◆ EXERCISE DESCRIPTION ◆
Line by line, copy the data below exactly.

◆ AVAILABLE RECORDS ◆
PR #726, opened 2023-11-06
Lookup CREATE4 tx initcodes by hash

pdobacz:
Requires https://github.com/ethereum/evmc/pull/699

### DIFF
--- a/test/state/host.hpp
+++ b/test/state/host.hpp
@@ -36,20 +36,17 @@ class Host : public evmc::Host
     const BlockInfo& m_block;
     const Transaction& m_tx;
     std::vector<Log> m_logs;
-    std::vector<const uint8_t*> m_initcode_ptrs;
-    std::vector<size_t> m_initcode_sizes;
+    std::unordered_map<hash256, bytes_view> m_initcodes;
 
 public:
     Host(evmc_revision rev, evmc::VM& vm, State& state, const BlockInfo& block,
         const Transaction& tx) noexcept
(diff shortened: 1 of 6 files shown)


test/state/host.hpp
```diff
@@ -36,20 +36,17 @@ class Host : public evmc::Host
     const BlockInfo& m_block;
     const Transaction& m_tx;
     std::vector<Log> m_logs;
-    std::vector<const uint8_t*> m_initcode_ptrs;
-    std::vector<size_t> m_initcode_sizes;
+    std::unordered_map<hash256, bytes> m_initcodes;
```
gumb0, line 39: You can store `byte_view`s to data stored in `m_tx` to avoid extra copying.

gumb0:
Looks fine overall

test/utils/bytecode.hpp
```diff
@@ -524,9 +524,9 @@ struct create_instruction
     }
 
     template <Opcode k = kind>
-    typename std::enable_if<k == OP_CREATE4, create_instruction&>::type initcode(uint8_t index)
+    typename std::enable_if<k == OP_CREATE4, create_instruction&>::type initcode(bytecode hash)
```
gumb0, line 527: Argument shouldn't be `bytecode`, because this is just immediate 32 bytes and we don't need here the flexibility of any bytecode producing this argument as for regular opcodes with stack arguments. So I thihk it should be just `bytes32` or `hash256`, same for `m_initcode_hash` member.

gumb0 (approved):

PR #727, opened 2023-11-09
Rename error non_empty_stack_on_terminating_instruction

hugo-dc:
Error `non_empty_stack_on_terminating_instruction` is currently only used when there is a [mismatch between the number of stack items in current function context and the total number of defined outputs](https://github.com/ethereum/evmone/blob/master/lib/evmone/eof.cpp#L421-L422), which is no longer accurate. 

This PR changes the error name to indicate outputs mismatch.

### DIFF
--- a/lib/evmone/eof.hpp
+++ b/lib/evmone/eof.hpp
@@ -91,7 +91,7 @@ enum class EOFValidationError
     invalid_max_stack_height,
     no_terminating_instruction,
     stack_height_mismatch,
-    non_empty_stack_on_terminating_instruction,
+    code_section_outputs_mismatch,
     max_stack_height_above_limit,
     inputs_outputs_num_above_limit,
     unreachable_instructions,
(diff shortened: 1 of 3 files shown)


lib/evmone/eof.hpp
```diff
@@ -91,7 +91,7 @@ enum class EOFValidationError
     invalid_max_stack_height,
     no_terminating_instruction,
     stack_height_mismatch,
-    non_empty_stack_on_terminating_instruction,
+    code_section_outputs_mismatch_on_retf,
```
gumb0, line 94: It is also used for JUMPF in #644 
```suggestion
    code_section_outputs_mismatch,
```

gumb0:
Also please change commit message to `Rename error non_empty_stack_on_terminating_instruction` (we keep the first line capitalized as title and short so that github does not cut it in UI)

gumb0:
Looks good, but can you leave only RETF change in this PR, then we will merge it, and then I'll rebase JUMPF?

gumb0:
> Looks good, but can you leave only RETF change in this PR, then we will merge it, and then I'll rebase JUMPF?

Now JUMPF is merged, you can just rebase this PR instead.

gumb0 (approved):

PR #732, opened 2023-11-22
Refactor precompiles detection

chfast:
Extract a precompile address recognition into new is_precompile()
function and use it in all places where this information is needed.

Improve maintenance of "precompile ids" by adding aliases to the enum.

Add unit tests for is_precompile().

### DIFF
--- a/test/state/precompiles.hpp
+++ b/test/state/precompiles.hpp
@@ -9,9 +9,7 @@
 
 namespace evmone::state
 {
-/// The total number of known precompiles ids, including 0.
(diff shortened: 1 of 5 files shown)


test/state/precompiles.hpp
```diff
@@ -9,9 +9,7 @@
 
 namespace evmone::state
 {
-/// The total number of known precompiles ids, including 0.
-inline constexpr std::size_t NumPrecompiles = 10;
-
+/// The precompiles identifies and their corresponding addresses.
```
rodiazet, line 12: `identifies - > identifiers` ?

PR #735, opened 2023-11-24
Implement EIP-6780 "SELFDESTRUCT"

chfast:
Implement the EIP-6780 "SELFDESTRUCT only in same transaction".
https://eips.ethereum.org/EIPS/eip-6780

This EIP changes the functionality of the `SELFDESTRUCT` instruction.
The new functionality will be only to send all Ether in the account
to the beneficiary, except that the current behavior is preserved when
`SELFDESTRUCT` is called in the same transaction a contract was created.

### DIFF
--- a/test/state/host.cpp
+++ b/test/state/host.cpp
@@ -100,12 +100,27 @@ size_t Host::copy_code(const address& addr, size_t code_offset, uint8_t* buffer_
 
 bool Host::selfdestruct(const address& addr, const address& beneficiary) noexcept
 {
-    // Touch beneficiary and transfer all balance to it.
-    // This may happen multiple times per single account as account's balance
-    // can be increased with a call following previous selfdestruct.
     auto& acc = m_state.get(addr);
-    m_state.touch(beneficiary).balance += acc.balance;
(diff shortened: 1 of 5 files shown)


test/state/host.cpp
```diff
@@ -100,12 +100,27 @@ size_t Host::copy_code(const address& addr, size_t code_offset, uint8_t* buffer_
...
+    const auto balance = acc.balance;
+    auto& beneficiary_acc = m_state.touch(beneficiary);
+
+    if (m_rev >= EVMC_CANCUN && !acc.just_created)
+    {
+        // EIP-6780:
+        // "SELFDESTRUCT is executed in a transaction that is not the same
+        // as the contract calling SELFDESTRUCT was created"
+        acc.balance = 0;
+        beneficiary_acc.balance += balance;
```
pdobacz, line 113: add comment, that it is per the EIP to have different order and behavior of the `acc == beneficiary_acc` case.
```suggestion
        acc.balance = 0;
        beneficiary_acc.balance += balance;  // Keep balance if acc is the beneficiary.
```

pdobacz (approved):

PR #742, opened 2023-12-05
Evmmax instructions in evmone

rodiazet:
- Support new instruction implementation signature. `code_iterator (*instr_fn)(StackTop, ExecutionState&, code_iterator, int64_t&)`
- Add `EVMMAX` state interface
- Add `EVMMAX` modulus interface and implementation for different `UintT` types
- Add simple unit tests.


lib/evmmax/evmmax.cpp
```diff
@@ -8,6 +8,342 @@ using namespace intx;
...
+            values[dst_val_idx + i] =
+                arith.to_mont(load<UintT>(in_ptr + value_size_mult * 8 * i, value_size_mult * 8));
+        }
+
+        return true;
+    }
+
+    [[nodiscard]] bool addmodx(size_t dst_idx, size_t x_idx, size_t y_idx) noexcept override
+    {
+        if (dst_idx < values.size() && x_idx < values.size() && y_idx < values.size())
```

◆ TASK SOLUTION ◆
PR #726, opened 2023-11-06
Lookup CREATE4 tx initcodes by hash

pdobacz:
Requires https://github.com/ethereum/evmc/pull/699

### DIFF
--- a/test/state/host.hpp
+++ b/test/state/host.hpp
@@ -36,20 +36,17 @@ class Host : public evmc::Host
     const BlockInfo& m_block;
     const Transaction& m_tx;
     std::vector<Log> m_logs;
-    std::vector<const uint8_t*> m_initcode_ptrs;
-    std::vector<size_t> m_initcode_sizes;
+    std::unordered_map<hash256, bytes_view> m_initcodes;
 
 public:
     Host(evmc_revision rev, evmc::VM& vm, State& state, const BlockInfo& block,
         const Transaction& tx) noexcept
(diff shortened: 1 of 6 files shown)


test/state/host.hpp
```diff
@@ -36,20 +36,17 @@ class Host : public evmc::Host
     const BlockInfo& m_block;
     const Transaction& m_tx;
     std::vector<Log> m_logs;
-    std::vector<const uint8_t*> m_initcode_ptrs;
-    std::vector<size_t> m_initcode_sizes;
+    std::unordered_map<hash256, bytes> m_initcodes;
```
gumb0, line 39: You can store `byte_view`s to data stored in `m_tx` to avoid extra copying.

gumb0:
Looks fine overall

test/utils/bytecode.hpp
```diff
@@ -524,9 +524,9 @@ struct create_instruction
     }
 
     template <Opcode k = kind>
-    typename std::enable_if<k == OP_CREATE4, create_instruction&>::type initcode(uint8_t index)
+    typename std::enable_if<k == OP_CREATE4, create_instruction&>::type initcode(bytecode hash)
```
gumb0, line 527: Argument shouldn't be `bytecode`, because this is just immediate 32 bytes and we don't need here the flexibility of any bytecode producing this argument as for regular opcodes with stack arguments. So I thihk it should be just `bytes32` or `hash256`, same for `m_initcode_hash` member.

gumb0 (approved):

PR #727, opened 2023-11-09
Rename error non_empty_stack_on_terminating_instruction

hugo-dc:
Error `non_empty_stack_on_terminating_instruction` is currently only used when there is a [mismatch between the number of stack items in current function context and the total number of defined outputs](https://github.com/ethereum/evmone/blob/master/lib/evmone/eof.cpp#L421-L422), which is no longer accurate. 

This PR changes the error name to indicate outputs mismatch.

### DIFF
--- a/lib/evmone/eof.hpp
+++ b/lib/evmone/eof.hpp
@@ -91,7 +91,7 @@ enum class EOFValidationError
     invalid_max_stack_height,
     no_terminating_instruction,
     stack_height_mismatch,
-    non_empty_stack_on_terminating_instruction,
+    code_section_outputs_mismatch,
     max_stack_height_above_limit,
     inputs_outputs_num_above_limit,
     unreachable_instructions,
(diff shortened: 1 of 3 files shown)


lib/evmone/eof.hpp
```diff
@@ -91,7 +91,7 @@ enum class EOFValidationError
     invalid_max_stack_height,
     no_terminating_instruction,
     stack_height_mismatch,
-    non_empty_stack_on_terminating_instruction,
+    code_section_outputs_mismatch_on_retf,
```
gumb0, line 94: It is also used for JUMPF in #644 
```suggestion
    code_section_outputs_mismatch,
```

gumb0:
Also please change commit message to `Rename error non_empty_stack_on_terminating_instruction` (we keep the first line capitalized as title and short so that github does not cut it in UI)

gumb0:
Looks good, but can you leave only RETF change in this PR, then we will merge it, and then I'll rebase JUMPF?

gumb0:
> Looks good, but can you leave only RETF change in this PR, then we will merge it, and then I'll rebase JUMPF?

Now JUMPF is merged, you can just rebase this PR instead.

gumb0 (approved):

PR #732, opened 2023-11-22
Refactor precompiles detection

chfast:
Extract a precompile address recognition into new is_precompile()
function and use it in all places where this information is needed.

Improve maintenance of "precompile ids" by adding aliases to the enum.

Add unit tests for is_precompile().

### DIFF
--- a/test/state/precompiles.hpp
+++ b/test/state/precompiles.hpp
@@ -9,9 +9,7 @@
 
 namespace evmone::state
 {
-/// The total number of known precompiles ids, including 0.
(diff shortened: 1 of 5 files shown)


test/state/precompiles.hpp
```diff
@@ -9,9 +9,7 @@
 
 namespace evmone::state
 {
-/// The total number of known precompiles ids, including 0.
-inline constexpr std::size_t NumPrecompiles = 10;
-
+/// The precompiles identifies and their corresponding addresses.
```
rodiazet, line 12: `identifies - > identifiers` ?

PR #735, opened 2023-11-24
Implement EIP-6780 "SELFDESTRUCT"

chfast:
Implement the EIP-6780 "SELFDESTRUCT only in same transaction".
https://eips.ethereum.org/EIPS/eip-6780

This EIP changes the functionality of the `SELFDESTRUCT` instruction.
The new functionality will be only to send all Ether in the account
to the beneficiary, except that the current behavior is preserved when
`SELFDESTRUCT` is called in the same transaction a contract was created.

### DIFF
--- a/test/state/host.cpp
+++ b/test/state/host.cpp
@@ -100,12 +100,27 @@ size_t Host::copy_code(const address& addr, size_t code_offset, uint8_t* buffer_
 
 bool Host::selfdestruct(const address& addr, const address& beneficiary) noexcept
 {
-    // Touch beneficiary and transfer all balance to it.
-    // This may happen multiple times per single account as account's balance
-    // can be increased with a call following previous selfdestruct.
     auto& acc = m_state.get(addr);
-    m_state.touch(beneficiary).balance += acc.balance;
(diff shortened: 1 of 5 files shown)


test/state/host.cpp
```diff
@@ -100,12 +100,27 @@ size_t Host::copy_code(const address& addr, size_t code_offset, uint8_t* buffer_
...
+    const auto balance = acc.balance;
+    auto& beneficiary_acc = m_state.touch(beneficiary);
+
+    if (m_rev >= EVMC_CANCUN && !acc.just_created)
+    {
+        // EIP-6780:
+        // "SELFDESTRUCT is executed in a transaction that is not the same
+        // as the contract calling SELFDESTRUCT was created"
+        acc.balance = 0;
+        beneficiary_acc.balance += balance;
```
pdobacz, line 113: add comment, that it is per the EIP to have different order and behavior of the `acc == beneficiary_acc` case.
```suggestion
        acc.balance = 0;
        beneficiary_acc.balance += balance;  // Keep balance if acc is the beneficiary.
```

pdobacz (approved):

PR #742, opened 2023-12-05
Evmmax instructions in evmone

rodiazet:
- Support new instruction implementation signature. `code_iterator (*instr_fn)(StackTop, ExecutionState&, code_iterator, int64_t&)`
- Add `EVMMAX` state interface
- Add `EVMMAX` modulus interface and implementation for different `UintT` types
- Add simple unit tests.


lib/evmmax/evmmax.cpp
```diff
@@ -8,6 +8,342 @@ using namespace intx;
...
+            values[dst_val_idx + i] =
+                arith.to_mont(load<UintT>(in_ptr + value_size_mult * 8 * i, value_size_mult * 8));
+        }
+
+        return true;
+    }
+
+    [[nodiscard]] bool addmodx(size_t dst_idx, size_t x_idx, size_t y_idx) noexcept override
+    {
+        if (dst_idx < values.size() && x_idx < values.size() && y_idx < values.size())
```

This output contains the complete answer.